Task to complete - Work out how many lines of the listing below mention the word "flex", and give only that figure.

[[ Source material open ]]

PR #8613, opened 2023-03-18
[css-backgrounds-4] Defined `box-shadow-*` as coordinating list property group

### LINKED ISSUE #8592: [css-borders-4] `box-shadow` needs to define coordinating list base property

[[ Source material closed ]]
[[ Source material open ]]

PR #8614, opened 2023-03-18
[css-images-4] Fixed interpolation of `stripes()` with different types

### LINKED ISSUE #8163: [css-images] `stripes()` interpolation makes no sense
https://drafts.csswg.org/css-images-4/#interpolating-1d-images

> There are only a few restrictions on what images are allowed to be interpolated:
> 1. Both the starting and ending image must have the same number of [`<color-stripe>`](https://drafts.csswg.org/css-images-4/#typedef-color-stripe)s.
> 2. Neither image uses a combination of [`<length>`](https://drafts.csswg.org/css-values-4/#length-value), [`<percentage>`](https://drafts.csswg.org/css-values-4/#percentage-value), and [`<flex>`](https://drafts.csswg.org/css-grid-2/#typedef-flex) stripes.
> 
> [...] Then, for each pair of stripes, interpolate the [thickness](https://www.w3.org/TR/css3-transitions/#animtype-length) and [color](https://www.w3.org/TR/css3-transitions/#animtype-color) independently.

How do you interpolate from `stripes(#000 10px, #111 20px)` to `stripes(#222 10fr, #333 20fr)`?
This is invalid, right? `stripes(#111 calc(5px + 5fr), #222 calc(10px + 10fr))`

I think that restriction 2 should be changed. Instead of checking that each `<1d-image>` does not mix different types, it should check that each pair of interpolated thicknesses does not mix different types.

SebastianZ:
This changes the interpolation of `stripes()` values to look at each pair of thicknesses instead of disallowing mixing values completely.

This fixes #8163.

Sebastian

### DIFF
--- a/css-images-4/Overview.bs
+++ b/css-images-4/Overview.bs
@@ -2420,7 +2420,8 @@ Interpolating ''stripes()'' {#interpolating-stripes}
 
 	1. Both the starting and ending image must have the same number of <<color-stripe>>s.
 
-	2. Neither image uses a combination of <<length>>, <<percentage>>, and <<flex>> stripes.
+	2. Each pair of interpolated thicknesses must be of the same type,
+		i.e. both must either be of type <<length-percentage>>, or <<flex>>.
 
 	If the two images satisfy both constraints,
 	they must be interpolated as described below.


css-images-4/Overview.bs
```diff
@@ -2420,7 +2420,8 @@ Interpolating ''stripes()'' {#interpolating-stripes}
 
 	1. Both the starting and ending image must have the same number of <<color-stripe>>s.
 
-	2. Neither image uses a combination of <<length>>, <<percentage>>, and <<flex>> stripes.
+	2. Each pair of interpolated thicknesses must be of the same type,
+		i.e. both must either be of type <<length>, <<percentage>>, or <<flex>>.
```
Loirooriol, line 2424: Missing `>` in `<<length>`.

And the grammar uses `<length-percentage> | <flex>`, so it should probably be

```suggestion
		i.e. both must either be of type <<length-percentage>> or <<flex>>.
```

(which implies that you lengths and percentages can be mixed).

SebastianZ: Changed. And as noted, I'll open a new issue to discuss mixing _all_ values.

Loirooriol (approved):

[[ Source material closed ]]
[[ Source material open ]]

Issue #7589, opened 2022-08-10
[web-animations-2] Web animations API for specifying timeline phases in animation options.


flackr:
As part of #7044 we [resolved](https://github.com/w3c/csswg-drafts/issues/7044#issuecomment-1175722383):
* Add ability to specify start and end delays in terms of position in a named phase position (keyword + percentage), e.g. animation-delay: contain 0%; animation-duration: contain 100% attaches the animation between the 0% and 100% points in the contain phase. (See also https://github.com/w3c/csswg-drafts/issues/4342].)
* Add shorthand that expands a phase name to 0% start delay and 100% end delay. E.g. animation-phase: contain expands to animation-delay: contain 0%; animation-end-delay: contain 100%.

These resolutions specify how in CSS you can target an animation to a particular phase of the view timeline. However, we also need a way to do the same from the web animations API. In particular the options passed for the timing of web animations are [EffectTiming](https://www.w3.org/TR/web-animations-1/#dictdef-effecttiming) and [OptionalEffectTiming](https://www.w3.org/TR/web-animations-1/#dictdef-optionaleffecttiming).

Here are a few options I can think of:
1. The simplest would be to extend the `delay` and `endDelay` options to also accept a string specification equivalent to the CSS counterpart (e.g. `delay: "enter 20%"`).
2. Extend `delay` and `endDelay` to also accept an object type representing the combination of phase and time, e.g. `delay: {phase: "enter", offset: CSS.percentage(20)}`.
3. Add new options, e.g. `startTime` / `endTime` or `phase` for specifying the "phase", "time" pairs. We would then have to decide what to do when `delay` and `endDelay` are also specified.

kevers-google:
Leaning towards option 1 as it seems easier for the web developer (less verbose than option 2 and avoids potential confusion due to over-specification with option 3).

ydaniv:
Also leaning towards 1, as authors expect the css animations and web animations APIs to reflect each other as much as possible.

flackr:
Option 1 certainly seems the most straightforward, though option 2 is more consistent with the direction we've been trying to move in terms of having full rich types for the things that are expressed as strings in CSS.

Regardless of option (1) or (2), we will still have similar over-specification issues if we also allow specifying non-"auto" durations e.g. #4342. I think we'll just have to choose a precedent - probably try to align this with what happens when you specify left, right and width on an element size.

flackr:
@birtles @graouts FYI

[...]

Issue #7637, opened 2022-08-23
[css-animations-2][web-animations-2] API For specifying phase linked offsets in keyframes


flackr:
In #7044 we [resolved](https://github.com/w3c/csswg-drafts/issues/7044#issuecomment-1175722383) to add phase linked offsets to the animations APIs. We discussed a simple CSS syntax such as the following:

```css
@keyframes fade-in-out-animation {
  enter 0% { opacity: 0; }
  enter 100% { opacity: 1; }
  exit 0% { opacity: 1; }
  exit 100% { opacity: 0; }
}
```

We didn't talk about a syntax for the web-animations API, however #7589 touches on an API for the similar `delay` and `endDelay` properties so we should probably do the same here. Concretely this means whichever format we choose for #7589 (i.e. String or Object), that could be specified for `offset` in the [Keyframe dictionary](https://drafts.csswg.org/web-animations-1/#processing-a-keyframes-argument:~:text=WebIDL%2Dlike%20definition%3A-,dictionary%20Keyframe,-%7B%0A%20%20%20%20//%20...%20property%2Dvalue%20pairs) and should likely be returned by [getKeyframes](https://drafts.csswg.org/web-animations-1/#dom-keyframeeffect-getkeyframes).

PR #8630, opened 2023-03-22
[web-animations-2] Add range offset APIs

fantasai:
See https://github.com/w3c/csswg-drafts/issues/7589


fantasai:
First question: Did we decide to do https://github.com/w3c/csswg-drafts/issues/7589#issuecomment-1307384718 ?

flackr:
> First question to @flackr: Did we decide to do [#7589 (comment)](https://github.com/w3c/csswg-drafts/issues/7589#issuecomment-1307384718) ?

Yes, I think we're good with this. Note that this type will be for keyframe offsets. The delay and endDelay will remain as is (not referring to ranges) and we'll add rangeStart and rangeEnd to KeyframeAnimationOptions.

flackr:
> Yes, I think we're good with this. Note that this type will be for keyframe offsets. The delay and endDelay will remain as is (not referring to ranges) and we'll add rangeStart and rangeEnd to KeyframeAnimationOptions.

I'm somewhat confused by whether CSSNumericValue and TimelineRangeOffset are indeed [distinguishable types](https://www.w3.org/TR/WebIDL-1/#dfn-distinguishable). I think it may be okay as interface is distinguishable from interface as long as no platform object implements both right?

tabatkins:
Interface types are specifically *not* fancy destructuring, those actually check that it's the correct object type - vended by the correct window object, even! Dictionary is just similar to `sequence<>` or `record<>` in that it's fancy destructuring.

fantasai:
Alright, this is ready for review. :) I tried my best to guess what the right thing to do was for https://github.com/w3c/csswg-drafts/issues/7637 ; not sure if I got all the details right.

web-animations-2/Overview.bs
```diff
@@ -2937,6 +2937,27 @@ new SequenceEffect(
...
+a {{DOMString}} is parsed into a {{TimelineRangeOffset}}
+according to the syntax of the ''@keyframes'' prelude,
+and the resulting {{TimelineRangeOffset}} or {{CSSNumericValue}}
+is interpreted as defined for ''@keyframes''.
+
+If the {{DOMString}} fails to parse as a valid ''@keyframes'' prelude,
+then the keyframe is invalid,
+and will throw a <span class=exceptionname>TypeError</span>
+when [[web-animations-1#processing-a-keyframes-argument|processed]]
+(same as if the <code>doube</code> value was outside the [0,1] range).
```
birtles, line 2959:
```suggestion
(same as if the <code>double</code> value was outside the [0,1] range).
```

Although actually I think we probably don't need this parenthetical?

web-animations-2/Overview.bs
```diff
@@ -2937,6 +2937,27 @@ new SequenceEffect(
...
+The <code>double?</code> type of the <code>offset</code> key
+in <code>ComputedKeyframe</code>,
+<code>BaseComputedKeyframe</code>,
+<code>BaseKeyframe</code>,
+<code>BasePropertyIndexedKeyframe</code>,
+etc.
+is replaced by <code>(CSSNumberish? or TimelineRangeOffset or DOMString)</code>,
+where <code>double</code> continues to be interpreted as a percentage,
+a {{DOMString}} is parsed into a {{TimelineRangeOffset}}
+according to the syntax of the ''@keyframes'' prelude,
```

[[ Source material closed ]]

Problem solution - 7